**What to work on:**
Scan the entries below, and for each line that includes the word "where", make a copy.

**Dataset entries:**
== Segment start ==

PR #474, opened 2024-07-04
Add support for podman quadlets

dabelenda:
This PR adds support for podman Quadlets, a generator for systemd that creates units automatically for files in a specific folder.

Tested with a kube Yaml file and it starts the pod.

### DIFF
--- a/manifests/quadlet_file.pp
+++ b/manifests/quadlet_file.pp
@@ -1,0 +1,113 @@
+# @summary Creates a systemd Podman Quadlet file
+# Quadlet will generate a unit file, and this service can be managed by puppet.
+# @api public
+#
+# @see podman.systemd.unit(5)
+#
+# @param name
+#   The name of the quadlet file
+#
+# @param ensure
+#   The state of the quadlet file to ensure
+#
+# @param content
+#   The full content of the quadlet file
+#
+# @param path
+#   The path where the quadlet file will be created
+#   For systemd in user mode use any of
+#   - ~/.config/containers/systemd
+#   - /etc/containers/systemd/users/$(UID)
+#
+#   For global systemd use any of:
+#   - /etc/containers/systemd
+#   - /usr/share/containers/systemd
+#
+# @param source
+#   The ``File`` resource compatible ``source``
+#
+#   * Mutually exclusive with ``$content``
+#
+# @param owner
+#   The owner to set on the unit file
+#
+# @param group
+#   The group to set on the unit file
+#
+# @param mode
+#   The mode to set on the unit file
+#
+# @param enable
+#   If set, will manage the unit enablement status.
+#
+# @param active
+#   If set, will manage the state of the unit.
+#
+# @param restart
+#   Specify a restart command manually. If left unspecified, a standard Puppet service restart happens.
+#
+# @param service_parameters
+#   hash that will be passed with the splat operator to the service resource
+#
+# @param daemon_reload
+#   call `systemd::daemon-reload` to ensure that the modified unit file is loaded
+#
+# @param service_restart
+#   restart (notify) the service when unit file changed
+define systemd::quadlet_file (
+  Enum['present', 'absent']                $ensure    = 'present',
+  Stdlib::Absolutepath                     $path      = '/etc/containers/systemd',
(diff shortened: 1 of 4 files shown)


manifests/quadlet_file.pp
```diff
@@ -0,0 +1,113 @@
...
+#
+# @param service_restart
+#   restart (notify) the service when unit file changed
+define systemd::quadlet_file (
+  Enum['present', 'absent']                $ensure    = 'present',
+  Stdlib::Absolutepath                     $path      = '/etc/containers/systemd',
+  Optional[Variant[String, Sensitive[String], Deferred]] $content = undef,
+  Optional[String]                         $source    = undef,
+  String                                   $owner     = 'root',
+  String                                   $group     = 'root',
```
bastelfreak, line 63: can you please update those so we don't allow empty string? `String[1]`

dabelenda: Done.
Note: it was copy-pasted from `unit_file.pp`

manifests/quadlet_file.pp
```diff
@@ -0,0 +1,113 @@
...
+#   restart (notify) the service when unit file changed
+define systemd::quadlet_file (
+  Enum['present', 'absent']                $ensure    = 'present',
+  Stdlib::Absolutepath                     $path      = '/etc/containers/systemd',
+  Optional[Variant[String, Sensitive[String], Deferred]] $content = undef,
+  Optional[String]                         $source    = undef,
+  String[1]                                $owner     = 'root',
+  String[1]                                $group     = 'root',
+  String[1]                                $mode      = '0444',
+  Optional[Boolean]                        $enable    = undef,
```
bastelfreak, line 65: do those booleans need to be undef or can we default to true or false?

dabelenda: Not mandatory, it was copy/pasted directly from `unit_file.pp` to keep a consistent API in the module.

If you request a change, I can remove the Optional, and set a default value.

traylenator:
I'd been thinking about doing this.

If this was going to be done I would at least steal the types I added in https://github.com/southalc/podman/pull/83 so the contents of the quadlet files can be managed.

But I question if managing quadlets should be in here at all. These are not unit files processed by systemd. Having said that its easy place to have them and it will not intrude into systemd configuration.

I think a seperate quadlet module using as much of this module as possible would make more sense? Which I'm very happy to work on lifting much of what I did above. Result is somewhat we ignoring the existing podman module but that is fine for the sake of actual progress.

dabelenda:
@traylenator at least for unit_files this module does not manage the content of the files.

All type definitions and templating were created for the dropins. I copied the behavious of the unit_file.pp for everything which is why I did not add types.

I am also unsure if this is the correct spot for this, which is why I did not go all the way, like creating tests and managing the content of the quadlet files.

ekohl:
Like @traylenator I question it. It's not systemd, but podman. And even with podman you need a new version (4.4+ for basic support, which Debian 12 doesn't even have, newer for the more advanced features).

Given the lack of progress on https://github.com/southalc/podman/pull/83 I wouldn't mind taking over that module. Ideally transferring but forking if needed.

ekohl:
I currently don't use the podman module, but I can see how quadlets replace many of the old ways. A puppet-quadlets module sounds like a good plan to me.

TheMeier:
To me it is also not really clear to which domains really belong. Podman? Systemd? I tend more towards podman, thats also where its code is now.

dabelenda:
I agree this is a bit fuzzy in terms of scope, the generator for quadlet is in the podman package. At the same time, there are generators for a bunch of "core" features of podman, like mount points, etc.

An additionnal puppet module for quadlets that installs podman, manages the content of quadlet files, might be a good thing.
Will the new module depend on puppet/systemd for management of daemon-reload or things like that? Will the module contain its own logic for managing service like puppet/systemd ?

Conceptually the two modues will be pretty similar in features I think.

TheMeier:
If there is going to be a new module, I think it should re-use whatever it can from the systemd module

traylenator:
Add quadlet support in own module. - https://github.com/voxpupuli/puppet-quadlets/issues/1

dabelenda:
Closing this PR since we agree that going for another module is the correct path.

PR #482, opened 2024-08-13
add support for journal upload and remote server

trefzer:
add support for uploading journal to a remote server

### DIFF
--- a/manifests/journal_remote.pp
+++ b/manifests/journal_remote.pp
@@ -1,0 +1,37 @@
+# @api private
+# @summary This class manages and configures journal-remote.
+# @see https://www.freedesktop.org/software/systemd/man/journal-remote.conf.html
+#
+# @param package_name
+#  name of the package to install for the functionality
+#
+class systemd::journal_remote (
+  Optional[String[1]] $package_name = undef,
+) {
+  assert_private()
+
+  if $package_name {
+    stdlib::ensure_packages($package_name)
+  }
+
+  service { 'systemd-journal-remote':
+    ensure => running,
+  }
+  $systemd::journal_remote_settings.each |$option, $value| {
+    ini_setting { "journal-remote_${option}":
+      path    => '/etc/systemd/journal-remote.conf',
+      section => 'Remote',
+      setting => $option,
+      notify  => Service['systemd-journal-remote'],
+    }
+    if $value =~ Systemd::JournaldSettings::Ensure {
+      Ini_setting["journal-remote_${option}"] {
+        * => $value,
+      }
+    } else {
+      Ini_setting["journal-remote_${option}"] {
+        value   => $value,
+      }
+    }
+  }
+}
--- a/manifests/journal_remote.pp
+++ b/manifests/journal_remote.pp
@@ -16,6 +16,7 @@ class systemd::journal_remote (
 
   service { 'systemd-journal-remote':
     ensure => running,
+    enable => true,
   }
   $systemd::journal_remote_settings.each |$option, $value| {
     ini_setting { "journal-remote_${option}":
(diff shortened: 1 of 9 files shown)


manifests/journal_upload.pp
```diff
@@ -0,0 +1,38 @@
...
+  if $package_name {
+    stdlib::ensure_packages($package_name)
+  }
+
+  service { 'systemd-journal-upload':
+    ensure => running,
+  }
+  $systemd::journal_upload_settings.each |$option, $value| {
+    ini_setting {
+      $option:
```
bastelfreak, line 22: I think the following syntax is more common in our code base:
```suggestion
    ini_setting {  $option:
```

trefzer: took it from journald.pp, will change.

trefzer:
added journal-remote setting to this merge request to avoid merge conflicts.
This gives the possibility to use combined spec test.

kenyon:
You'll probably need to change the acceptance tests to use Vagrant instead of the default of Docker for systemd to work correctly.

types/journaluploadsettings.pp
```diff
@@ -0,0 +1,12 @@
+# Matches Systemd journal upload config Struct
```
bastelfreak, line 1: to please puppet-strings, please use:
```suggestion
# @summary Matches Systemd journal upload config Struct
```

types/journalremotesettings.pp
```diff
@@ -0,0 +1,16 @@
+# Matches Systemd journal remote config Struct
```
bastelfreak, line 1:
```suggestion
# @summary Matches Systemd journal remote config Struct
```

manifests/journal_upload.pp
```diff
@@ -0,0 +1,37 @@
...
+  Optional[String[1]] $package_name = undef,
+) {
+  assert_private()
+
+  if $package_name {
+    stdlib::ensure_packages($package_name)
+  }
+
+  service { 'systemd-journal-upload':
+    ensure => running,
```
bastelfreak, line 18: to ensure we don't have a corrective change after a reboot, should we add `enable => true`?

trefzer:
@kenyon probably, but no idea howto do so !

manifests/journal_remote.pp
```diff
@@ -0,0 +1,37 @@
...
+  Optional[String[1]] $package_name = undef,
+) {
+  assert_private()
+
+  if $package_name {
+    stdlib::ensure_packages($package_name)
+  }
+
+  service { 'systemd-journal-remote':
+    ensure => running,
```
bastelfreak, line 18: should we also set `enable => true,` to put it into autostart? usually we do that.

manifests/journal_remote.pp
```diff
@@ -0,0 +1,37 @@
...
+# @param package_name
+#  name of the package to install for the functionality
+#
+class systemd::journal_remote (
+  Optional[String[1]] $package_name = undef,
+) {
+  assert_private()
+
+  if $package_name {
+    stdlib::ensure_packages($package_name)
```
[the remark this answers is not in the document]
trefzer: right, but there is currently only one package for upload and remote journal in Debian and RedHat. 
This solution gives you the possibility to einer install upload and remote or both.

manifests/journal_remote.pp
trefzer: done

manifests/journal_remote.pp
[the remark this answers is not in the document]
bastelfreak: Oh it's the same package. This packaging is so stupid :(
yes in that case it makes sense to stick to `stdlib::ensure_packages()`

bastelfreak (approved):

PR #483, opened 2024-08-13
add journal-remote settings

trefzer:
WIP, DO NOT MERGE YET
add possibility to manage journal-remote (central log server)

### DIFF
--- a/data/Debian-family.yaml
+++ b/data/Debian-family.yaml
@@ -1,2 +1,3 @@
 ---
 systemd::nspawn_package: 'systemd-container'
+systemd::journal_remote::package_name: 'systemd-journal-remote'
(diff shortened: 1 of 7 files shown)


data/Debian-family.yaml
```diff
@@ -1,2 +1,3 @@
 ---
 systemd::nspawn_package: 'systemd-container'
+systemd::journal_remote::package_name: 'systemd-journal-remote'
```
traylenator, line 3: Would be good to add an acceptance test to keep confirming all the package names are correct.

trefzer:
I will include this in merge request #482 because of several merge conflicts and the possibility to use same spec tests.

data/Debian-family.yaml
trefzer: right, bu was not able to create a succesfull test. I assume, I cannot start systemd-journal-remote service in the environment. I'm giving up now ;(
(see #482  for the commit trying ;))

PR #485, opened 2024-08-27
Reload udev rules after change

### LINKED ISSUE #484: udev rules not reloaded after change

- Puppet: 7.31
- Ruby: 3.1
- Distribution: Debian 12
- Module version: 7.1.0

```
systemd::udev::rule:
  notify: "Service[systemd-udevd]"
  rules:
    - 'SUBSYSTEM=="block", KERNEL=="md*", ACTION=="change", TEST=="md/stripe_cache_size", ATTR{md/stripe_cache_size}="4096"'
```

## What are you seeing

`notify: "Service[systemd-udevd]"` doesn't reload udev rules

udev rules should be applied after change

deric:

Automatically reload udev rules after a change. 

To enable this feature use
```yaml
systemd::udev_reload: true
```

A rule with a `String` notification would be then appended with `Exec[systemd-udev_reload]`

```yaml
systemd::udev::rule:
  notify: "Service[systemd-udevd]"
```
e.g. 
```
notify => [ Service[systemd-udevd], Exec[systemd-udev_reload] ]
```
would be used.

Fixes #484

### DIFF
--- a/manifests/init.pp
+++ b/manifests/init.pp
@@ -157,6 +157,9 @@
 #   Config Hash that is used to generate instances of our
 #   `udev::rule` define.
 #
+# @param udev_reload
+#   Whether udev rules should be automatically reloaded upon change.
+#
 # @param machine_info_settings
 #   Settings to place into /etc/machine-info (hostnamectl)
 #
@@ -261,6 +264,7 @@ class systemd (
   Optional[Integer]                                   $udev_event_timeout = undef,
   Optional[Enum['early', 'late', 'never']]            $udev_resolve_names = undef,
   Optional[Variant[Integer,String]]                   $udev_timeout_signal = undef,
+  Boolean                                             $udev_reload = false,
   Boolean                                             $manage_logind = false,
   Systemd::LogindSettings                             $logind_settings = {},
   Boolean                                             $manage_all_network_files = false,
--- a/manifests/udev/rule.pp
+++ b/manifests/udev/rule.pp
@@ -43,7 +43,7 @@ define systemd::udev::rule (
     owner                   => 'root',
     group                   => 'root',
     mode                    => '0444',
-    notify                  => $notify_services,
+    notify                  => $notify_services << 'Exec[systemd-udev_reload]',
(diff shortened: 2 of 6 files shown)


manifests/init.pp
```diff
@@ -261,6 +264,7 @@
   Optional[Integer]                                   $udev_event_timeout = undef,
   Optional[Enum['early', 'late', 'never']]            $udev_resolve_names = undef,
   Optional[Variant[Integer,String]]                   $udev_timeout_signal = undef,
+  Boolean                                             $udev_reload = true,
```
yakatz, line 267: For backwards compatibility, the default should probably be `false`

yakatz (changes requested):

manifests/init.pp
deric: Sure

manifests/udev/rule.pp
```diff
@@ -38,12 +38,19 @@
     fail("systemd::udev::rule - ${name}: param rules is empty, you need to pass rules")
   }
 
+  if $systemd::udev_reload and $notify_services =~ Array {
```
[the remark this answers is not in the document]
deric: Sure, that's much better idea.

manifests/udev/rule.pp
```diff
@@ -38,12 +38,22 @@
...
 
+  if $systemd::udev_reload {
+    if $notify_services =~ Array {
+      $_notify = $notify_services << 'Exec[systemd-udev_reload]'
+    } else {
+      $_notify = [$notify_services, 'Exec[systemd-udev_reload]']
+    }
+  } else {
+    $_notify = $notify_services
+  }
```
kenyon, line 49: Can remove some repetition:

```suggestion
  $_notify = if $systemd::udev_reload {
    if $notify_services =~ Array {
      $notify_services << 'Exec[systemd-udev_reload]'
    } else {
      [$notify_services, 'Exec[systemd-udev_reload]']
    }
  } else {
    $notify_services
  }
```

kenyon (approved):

== Segment end ==

**Solution to the problem:**
+#   The path where the quadlet file will be created
To me it is also not really clear to which domains really belong. Podman? Systemd? I tend more towards podman, thats also where its code is now.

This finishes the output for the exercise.